◆ Exercise instructions: Print out the entire listing verbatim.

◆ Data for the task:

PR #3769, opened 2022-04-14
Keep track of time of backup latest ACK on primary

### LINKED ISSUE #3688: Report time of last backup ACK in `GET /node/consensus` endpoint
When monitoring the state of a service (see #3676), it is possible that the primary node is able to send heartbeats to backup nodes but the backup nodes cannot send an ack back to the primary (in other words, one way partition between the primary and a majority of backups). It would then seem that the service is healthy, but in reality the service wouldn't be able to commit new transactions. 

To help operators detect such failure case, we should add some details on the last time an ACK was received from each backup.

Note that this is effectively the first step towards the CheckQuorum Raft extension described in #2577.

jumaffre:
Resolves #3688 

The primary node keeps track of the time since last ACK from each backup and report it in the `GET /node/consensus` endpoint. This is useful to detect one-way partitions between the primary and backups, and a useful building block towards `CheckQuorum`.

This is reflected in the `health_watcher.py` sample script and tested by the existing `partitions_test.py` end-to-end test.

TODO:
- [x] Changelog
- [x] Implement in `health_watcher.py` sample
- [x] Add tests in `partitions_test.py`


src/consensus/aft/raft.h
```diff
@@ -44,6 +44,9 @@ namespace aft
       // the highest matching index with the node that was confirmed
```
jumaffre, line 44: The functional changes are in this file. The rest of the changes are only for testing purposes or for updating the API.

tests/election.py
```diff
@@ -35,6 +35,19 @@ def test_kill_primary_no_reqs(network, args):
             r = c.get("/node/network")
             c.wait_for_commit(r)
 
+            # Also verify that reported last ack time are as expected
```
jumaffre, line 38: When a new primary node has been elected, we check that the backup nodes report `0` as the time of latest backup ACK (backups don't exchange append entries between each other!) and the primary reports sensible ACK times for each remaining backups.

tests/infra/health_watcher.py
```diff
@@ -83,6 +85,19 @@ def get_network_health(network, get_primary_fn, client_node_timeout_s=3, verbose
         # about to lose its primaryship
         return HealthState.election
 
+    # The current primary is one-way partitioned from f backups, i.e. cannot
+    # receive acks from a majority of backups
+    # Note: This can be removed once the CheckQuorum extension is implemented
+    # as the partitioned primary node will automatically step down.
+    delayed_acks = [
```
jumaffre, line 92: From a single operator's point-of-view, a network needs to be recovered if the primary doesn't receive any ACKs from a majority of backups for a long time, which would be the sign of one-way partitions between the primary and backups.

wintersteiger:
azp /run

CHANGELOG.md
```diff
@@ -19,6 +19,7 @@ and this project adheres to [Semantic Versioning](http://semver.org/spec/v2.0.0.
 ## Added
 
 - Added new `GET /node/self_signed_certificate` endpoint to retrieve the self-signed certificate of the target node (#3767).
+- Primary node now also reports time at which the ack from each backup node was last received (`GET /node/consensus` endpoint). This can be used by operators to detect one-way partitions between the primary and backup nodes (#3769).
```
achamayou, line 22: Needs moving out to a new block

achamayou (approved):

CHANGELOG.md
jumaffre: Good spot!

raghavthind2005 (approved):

◆ Exercise output:
PR #3769, opened 2022-04-14
Keep track of time of backup latest ACK on primary

### LINKED ISSUE #3688: Report time of last backup ACK in `GET /node/consensus` endpoint
When monitoring the state of a service (see #3676), it is possible that the primary node is able to send heartbeats to backup nodes but the backup nodes cannot send an ack back to the primary (in other words, one way partition between the primary and a majority of backups). It would then seem that the service is healthy, but in reality the service wouldn't be able to commit new transactions. 

To help operators detect such failure case, we should add some details on the last time an ACK was received from each backup.

Note that this is effectively the first step towards the CheckQuorum Raft extension described in #2577.

jumaffre:
Resolves #3688 

The primary node keeps track of the time since last ACK from each backup and report it in the `GET /node/consensus` endpoint. This is useful to detect one-way partitions between the primary and backups, and a useful building block towards `CheckQuorum`.

This is reflected in the `health_watcher.py` sample script and tested by the existing `partitions_test.py` end-to-end test.

TODO:
- [x] Changelog
- [x] Implement in `health_watcher.py` sample
- [x] Add tests in `partitions_test.py`


src/consensus/aft/raft.h
```diff
@@ -44,6 +44,9 @@ namespace aft
       // the highest matching index with the node that was confirmed
```
jumaffre, line 44: The functional changes are in this file. The rest of the changes are only for testing purposes or for updating the API.

tests/election.py
```diff
@@ -35,6 +35,19 @@ def test_kill_primary_no_reqs(network, args):
             r = c.get("/node/network")
             c.wait_for_commit(r)
 
+            # Also verify that reported last ack time are as expected
```
jumaffre, line 38: When a new primary node has been elected, we check that the backup nodes report `0` as the time of latest backup ACK (backups don't exchange append entries between each other!) and the primary reports sensible ACK times for each remaining backups.

tests/infra/health_watcher.py
```diff
@@ -83,6 +85,19 @@ def get_network_health(network, get_primary_fn, client_node_timeout_s=3, verbose
         # about to lose its primaryship
         return HealthState.election
 
+    # The current primary is one-way partitioned from f backups, i.e. cannot
+    # receive acks from a majority of backups
+    # Note: This can be removed once the CheckQuorum extension is implemented
+    # as the partitioned primary node will automatically step down.
+    delayed_acks = [
```
jumaffre, line 92: From a single operator's point-of-view, a network needs to be recovered if the primary doesn't receive any ACKs from a majority of backups for a long time, which would be the sign of one-way partitions between the primary and backups.

wintersteiger:
azp /run

CHANGELOG.md
```diff
@@ -19,6 +19,7 @@ and this project adheres to [Semantic Versioning](http://semver.org/spec/v2.0.0.
 ## Added
 
 - Added new `GET /node/self_signed_certificate` endpoint to retrieve the self-signed certificate of the target node (#3767).
+- Primary node now also reports time at which the ack from each backup node was last received (`GET /node/consensus` endpoint). This can be used by operators to detect one-way partitions between the primary and backup nodes (#3769).
```
achamayou, line 22: Needs moving out to a new block

achamayou (approved):

CHANGELOG.md
jumaffre: Good spot!

raghavthind2005 (approved):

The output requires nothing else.